– Да нет, так… Просто фильм один смотрел на эту тему, решил поинтересоваться.
– Понятно. Ну, знаешь, верить тому, что показывают в кино, – дело достаточно сомнительное, – он произнес это тихим наставническим голосом.
– Да, ты прав, ты прав, – я задумчиво уставился в окно.
Дело действительно было не фильмах, дело даже было не во снах. Воспоминания из прошлого становились всё ярче и осознаннее. Словно я переживал всё заново: отцовский кулак находил моё лицо сквозь время и бил с такой же слепой яростью, запах старости и перегара из дедушкиной квартирки на Украине заползал так глубоко в мои ноздри, что приходилось по несколько раз промывать нос коктейлем из воды и соли. Порой какие-то сюжеты приходили совсем из глубокого детства, после чего я долго не мог вспомнить ни единого слова, просто сидел и смотрел по сторонам, будто вижу всё в первый раз. К слову, такое состояние мне нравилось больше всего. Как оказалось, совсем не обязательно знать наименование вещей и предметов, чтобы их понимать, и совсем ни к чему знать устройство мира, чтобы его почувствовать. Но было так же то, что объяснить я не мог, и сейчас это меня беспокоило больше всего. В отличие от обрывков детства и юности, те картинки приходили ко мне рябью в мыслях и помутнением в глазах. Всплывали обрывки разговоров с людьми, которых я не знаю, просыпались чувства, о которых я забыл, и я всё чаще видел её. Я сильнее вжался в пассажирское кресло от мысли, что, наверное, так и приходит шизофрения.
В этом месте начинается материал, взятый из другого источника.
PR #463, opened 2018-11-03
Add `shape` support to `h2d.Interactive`

Yanrishatum:
Basically allows for refined hit-test on mouse for `h2d.Interactive` with usage of `h2d.col`. With a sample.

What I don't like: It's still limited to width/height parameters. But removing them would make it a breaking change. Solutions are:
* If shape is present, ignore width/height and use shape bounds.
* Remove those outright and just have the shape as input, same as `h3d.Interactive`. + introduce Rectangle shape.
* Or just merge it as is, because it just works already, but is a pain to use, because you have to sync shape position and width/height manually, otherwise some parts of shape won't be checked for collision.

Also not sure if it need the `preciseShape` or not.

### DIFF
--- a/h2d/Scene.hx
+++ b/h2d/Scene.hx
@@ -49,6 +49,7 @@ class Scene extends Layers implements h3d.IDrawable implements hxd.SceneEvents.I
 	var window : hxd.Window;
 	@:allow(h2d.Interactive)
 	var events : hxd.SceneEvents;
+	var shapePoint : h2d.col.Point;
 
 	/**
 		Create a new scene. A default 2D scene is already available in `hxd.App.s2d`
@@ -61,6 +62,7 @@ class Scene extends Layers implements h3d.IDrawable implements hxd.SceneEvents.I
 		height = e.height;
 		interactive = new Array();
 		eventListeners = new Array();
+		shapePoint = new h2d.col.Point();
 		window = hxd.Window.getInstance();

Этого стоило ожидать после такого продолжительного затворничества. Единственный человек, с которым я хоть как-то общался, – бывший зэк-пацифист. «Зэк-пацифист, – еще раз произнес я в своей голове. – Да, сто процентов шизофрения».
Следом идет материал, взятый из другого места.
PR #468, opened 2018-11-07
Fix runtime JS parsing crash on invalid codepoint on Raw binary property

### LINKED ISSUE #456: Blender 3D Models, FBX 6.1.0
Hello! I'm new to Heaps and i was testing some models made in Blender. Blender only exports to FBX 6.1.0, while Heaps only supports FBX 7.1.0. Is there a way to load FBX 6.1.0 models into Heaps? And if not, can you create some kind of support for it?

Yanrishatum:
Bug was caused due to JS specifics and `readString` tried to read it into cohesive valid String. I disabled handling of `R` property type (Raw binary data) - it isn't used anywhere where it maters. Right now it resolves to empty `PString`. If someone will need to parse those properties for some reason - better file an issue. (It will require adding new enum - PBinary, and subsequent handling of it in all places where this enum is checked)
Fixes #456

### DIFF
--- a/hxd/fmt/fbx/Data.hx
+++ b/hxd/fmt/fbx/Data.hx
@@ -7,6 +7,7 @@ enum FbxProp {
 	PIdent( i : String );
 	PInts( v : Array<Int> );
 	PFloats( v : Array<Float> );
+	PBinary( v : haxe.io.Bytes );
 }
 
 typedef FbxNode = {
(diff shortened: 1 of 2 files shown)


ncannasse:
Let's instead add a proper PBinary, even if unused.

Yanrishatum:
Done. Looks like I overestimated the usage of this enum, as all `switch` statements check for specific enum types and always have `default:`.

Мы остановились возле какого-то частного дома. На улице уже смеркалось, кажется, рабочий день подходил, а может, уже и подошёл к концу.
– Где мы? – спросил я.
– Вылазь, – спокойно произнес Виктор и сам поспешил покинуть водительское место.
Дверь дома оказалась незапертой. Витя, легко ориентируясь в темноте, растворился в одной из комнат, а после вернулся, и свет уже везде горел.
– Наверное, уже парятся, – произнёс он, что-то отыскивая в старом покосившемся шкафу, а после достал оттуда потрёпанное полотенце и дал мне, – раздевайся.
Я снял с себя всю одежду и обмотался полотенцем. Витя сделал то же самое, после чего из другого ящика он достал две пары тапочек и одну пару кинул мне.
– Думаю, тебе это нужно, – сказал Виктор, выводя меня на задний двор.
Мы подошли к небольшой пристройке, из открытого маленького окошка клочьями валил пар. В предбаннике сидело двое мужчин и громко разговаривали. Увидев нас, они в один голос произнесли:
– О-о-о! Виктор Саныч, а ты чё это посреди недели?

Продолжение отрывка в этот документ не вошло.